Goal: Deploy, operate, monitor, and scale the system. Respond to alerts and incidents.
- System Design §1.2 — Queue topology. Understand Option C (three Redis) and why it's the production choice.
- Infrastructure §1 — Deployment overview. Understand the VM topology and what runs where.
- Infrastructure §4 — VM specifications. RAM and CPU rationale for each VM — use this to size and justify.
- Implementation Guide §6 — Docker Compose for all services. The canonical deployment config.
- Implementation Guide §7 — nginx gateway config. Rate limit zones and upstream routing.

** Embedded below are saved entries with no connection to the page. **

PR #1279, opened 2025-07-04
chore: pin Deno to 2.3.7 in release workflow

kt3k:
The latest Deno (2.4.0) seems to have an issue with module resolution. Let's try to use 2.3.7 for releasing for now.

related:
- https://github.com/jsr-io/jsr-npm/issues/129
- https://github.com/jsr-io/jsr-npm/pull/130


yusukebe:
@kt3k 

Thanks!

Issue #1241, opened 2025-06-19
Use Standard Schema Validator instead of separate ones


yusukebe:
[Standard Schema](https://github.com/standard-schema/standard-schema) provides a unified way to work with different validator libraries. Many libraries already support it. We have Standard Schema validator in this `honojs/middleware` repo.

* [Standard Schema validator](https://github.com/honojs/middleware/tree/main/packages/standard-validator)

With Standard Schema Validator, we may no longer rely on individual validators:

* [ArkType validator](https://github.com/honojs/middleware/tree/main/packages/arktype-validator)
* [Effect Schema validator](https://github.com/honojs/middleware/tree/main/packages/effect-validator)
* [Valibot validator](https://github.com/honojs/middleware/tree/main/packages/valibot-validator)
* [Zod validator](https://github.com/honojs/middleware/tree/main/packages/zod-validator)

Issue #1235 specifically concerns ArkType validator, but by focusing on Standard Schema Validator, we can avoid handling such individual cases. We also won't need to add support for new validators when they appear.

I've been aware of the benefits of Standard Schema, but I was hesitant to commit to it fully. Now, I believe it's time to deprecate the separate validators and encourage the use of Standard Schema validator.

This proposal is based on [the comment](https://github.com/honojs/middleware/issues/1235#issuecomment-2979871560) by @MonsterDeveloper.

Please share any concerns you have about using Standard Schema validator. Otherwise, let's move forward!

cc: Authors of each validator

@MonsterDeveloper 
@gunta
@ZerNico
@muningis

MonsterDeveloper:
Thank you! Exactly what I was thinking about.

As for `arktype-validator`, the only custom logic piece apart from the validation itself is stripping out sensitive fields from the error return value (i.e. `cookies` header), implemented as per #1135 

Preliminary digging shows, that custom logic can be easily implemented by checking the `schema['~standard'].vendor === "arktype"`:

```ts
console.log(schema['~standard']);

// Output
{
  vendor: "arktype",
  version: 1,
  validate: [Function: validate],
}
```

I can add a PR for the standard schema validator for seamless migration.

Issue #1135, opened 2025-04-24
validating headers with arktype-validator can lead to http-only cookies being leaked to client


NVolcz:
### Which middleware has the bug?

@hono/arktype-validator

### What version of the middleware?

2.0.0

### What version of Hono are you using?

4.7.7

### What runtime/platform is your app running on? (with version if possible)

Bun

### What steps can reproduce the bug?

Applications somewhat commonly utilizes HTTP-only cookies in order to mitigate the security impact of XSS. This protection can be bypassed if the application validates headers with arktype-validator since the validator will respond with the headers, including the cookie header, if there is an error.

Steps to reproduce:
1. Define endpoints:
```
app.get("/"), async (c) => {
   setCookie(c, "SECRET", "123", { httpOnly: true });
   c.text("OK");
}

app.get("/validate"), arktypeValidator("header", type({ "User-Agent": "string" })), async (c) => {
  // Will error since the casing is incorrect :-/
   c.text("OK");
}
```

2. Go to `/` to set the secret cookie.
3. Go to `/validate` to leak the secret cookie.

Example response:
```
{
  "success": false,
  "errors": [
    {
      "data": {
        "accept": "application/json, text/plain, */*",
        "accept-encoding": "gzip, deflate, br, zstd",
        "accept-language": "en-US,en;q=0.5",
        "cache-control": "no-cache",
        "connection": "close",
        "content-length": "37",
        "content-type": "application/json",
        "cookie": "SECRET=123",
        "host": "localhost:8081",
        "origin": "http://localhost:8080",
        "pragma": "no-cache",
        "priority": "u=0",
        "referer": "http://localhost:8080/validate",
        "sec-fetch-dest": "empty",
        "sec-fetch-mode": "cors",
        "sec-fetch-site": "same-origin",
        "user-agent": "Mozilla/5.0 (X11; Ubuntu; Linux x86_64; rv:136.0) Gecko/20100101 Firefox/136.0"
      },
      "path": ["User-Agent"],
      "code": "required",
      "missingValueDescription": "a string",
      "meta": {},
      "expected": "a string",
      "actual": "missing",
      "problem": "must be a string (was missing)",
      "message": "value at [\"User-Agent\"] must be a string (was missing)"
    }
  ]
}
```

### What is the expected behavior?

The cookies not to be in the response.

### What do you see instead?

I see a couple of options:
1. Do nothing and document this.
2. Filter the cookie header from being included in the response on error.
3. Don't include any headers at all in the response.

[...]

PR #1282, opened 2025-07-04
[standard-validator]: Fix arktype leaking headers 

MonsterDeveloper:
## Overview

As discussed #1241 and #1135, this PR fixes arktype headers leak in `standard-validator`. This is a step toward deprecating arktype-specific validator and relying solely on standard schema validator.

### Checks

- [x] Add tests
- [x] Run tests

### DIFF
--- a/packages/standard-validator/__schemas__/arktype.ts
+++ b/packages/standard-validator/__schemas__/arktype.ts
@@ -26,7 +26,12 @@ const querySortSchema = type({
   order: "'asc'|'desc'",
 })
 
+const headerSchema = type({
+  'User-Agent': 'string',
+})
+
 export {
+  headerSchema,
   idJSONSchema,
   personJSONSchema,
   postJSONSchema,
--- a/packages/standard-validator/src/index.ts
+++ b/packages/standard-validator/src/index.ts
@@ -21,6 +21,10 @@ type Hook<
   c: Context<E, P>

- Observability §4 — Alloy architecture. How metrics/logs/traces flow from each VM to the LGTM+P cluster.
- Observability §8 — Alloy configuration. The production
config.alloy and the gateway nginx log pipeline.
- Observability §9 — Alerting rules. Set these up in Grafana before deploying to production. Pay special attention to the OOM alerts (
RedisBrokerHighMemory, WorkerOOMKilled, EmbeddingCircuitBreakerOpen) — these are newly added and cover failure modes not in the original stack.
- Observability §10 — Grafana dashboards. Build these in order — Pipeline Overview first, then Gateway, then the rest.
- Observability §11 — Debugging workflow and OOM triage. The step-by-step decision tree from alert to root cause.
- Infrastructure §8 — Scaling playbook. Ordered actions per bottleneck signal — including the new OOM runbooks at the end.
- Infrastructure §6 — Monitoring cluster sizing and storage considerations at each tier.
- Infrastructure §7 — Bottleneck map. Tells you what limits you at each throughput tier.
- Observability §6 — Redis section —
redis_evicted_keys_total > 0 on a broker Redis is always a critical finding. The noeviction policy should prevent this, but monitor it.
- System Design §8 B1–B3 — Resilience Q&A. Covers worker crashes, Orchestrator restarts, embedding failures.
- Design Concepts (conceptual patterns — not operational).
- Technology Choices (decision rationale — not operational).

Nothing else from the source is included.